__Directions__.
Retype all of the entries word for word.

*** Records for this exercise Section Begins ***

PR #2494, opened 2026-07-29
Fix Create Host button locator for new UI empty state

nacoool:
The new Hosts page empty state uses OUIA ID
  'empty-state-secondary-action-button' instead of 'create-host-button'.
  Update the XPath to match either ID, with text filtering to distinguish
  Create Host from Register Host which shares the same OUIA ID.

### DIFF
--- a/airgun/views/host.py
+++ b/airgun/views/host.py
@@ -228,7 +228,13 @@ class HostsView(BaseLoggedInView, SearchableViewMixinPF4):
     manage_columns = PF5Button('manage-columns-button')
     searchbar_dropdown = PF5OUIADropdown('selection-checkbox')
     export = Text(".//a[contains(@class, 'btn')][contains(@href, 'hosts.csv')]")
-    new = Text(".//div[@id='foreman-page']//a[@data-ouia-component-id='create-host-button']")
+    new = Text(
+        ".//div[@id='foreman-page']//a["
+        "@data-ouia-component-id='create-host-button' or "
+        "(@data-ouia-component-id='empty-state-secondary-action-button' "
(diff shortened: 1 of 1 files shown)


LadislavVasina1:
This feels like a bug to me, I dont really like this particular ID rename, could you check that please @nacoool

airgun/views/host.py
```diff
@@ -228,7 +228,13 @@ class HostsView(BaseLoggedInView, SearchableViewMixinPF4):
...
     searchbar_dropdown = PF5OUIADropdown('selection-checkbox')
     export = Text(".//a[contains(@class, 'btn')][contains(@href, 'hosts.csv')]")
-    new = Text(".//div[@id='foreman-page']//a[@data-ouia-component-id='create-host-button']")
+    new = Text(
+        ".//div[@id='foreman-page']//a["
+        "@data-ouia-component-id='create-host-button' or "
+        "(@data-ouia-component-id='empty-state-secondary-action-button' "
+        "and normalize-space(.)='Create Host')"
+        "]"
+    )
```
stejskalleos, line 237: Why not just 
```suggestion
    new = Text(
        ".//a["
        "@data-ouia-component-id='create-host-button' or "
        "@data-ouia-component-id='empty-state-secondary-action-button' ""
        "]"
    )
```

and can we use better naming than `new`? Specially when there is a `new_ui_button` down there :D

stejskalleos (changes requested):

nacoool:
The PR was created since on local deployment; i was seeing the UI was clicking on old UI button first and then trying to find Create Button. Since now I it is not. Its safe to close the PR.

*** Records for this exercise Section Ends ***

__Output of the task__.
PR #2494, opened 2026-07-29
Fix Create Host button locator for new UI empty state

nacoool:
The new Hosts page empty state uses OUIA ID
  'empty-state-secondary-action-button' instead of 'create-host-button'.
  Update the XPath to match either ID, with text filtering to distinguish
  Create Host from Register Host which shares the same OUIA ID.

### DIFF
--- a/airgun/views/host.py
+++ b/airgun/views/host.py
@@ -228,7 +228,13 @@ class HostsView(BaseLoggedInView, SearchableViewMixinPF4):
     manage_columns = PF5Button('manage-columns-button')
     searchbar_dropdown = PF5OUIADropdown('selection-checkbox')
     export = Text(".//a[contains(@class, 'btn')][contains(@href, 'hosts.csv')]")
-    new = Text(".//div[@id='foreman-page']//a[@data-ouia-component-id='create-host-button']")
+    new = Text(
+        ".//div[@id='foreman-page']//a["
+        "@data-ouia-component-id='create-host-button' or "
+        "(@data-ouia-component-id='empty-state-secondary-action-button' "
(diff shortened: 1 of 1 files shown)


LadislavVasina1:
This feels like a bug to me, I dont really like this particular ID rename, could you check that please @nacoool

airgun/views/host.py
```diff
@@ -228,7 +228,13 @@ class HostsView(BaseLoggedInView, SearchableViewMixinPF4):
...
     searchbar_dropdown = PF5OUIADropdown('selection-checkbox')
     export = Text(".//a[contains(@class, 'btn')][contains(@href, 'hosts.csv')]")
-    new = Text(".//div[@id='foreman-page']//a[@data-ouia-component-id='create-host-button']")
+    new = Text(
+        ".//div[@id='foreman-page']//a["
+        "@data-ouia-component-id='create-host-button' or "
+        "(@data-ouia-component-id='empty-state-secondary-action-button' "
+        "and normalize-space(.)='Create Host')"
+        "]"
+    )
```
stejskalleos, line 237: Why not just 
```suggestion
    new = Text(
        ".//a["
        "@data-ouia-component-id='create-host-button' or "
        "@data-ouia-component-id='empty-state-secondary-action-button' ""
        "]"
    )
```

and can we use better naming than `new`? Specially when there is a `new_ui_button` down there :D

stejskalleos (changes requested):

nacoool:
The PR was created since on local deployment; i was seeing the UI was clicking on old UI button first and then trying to find Create Button. Since now I it is not. Its safe to close the PR.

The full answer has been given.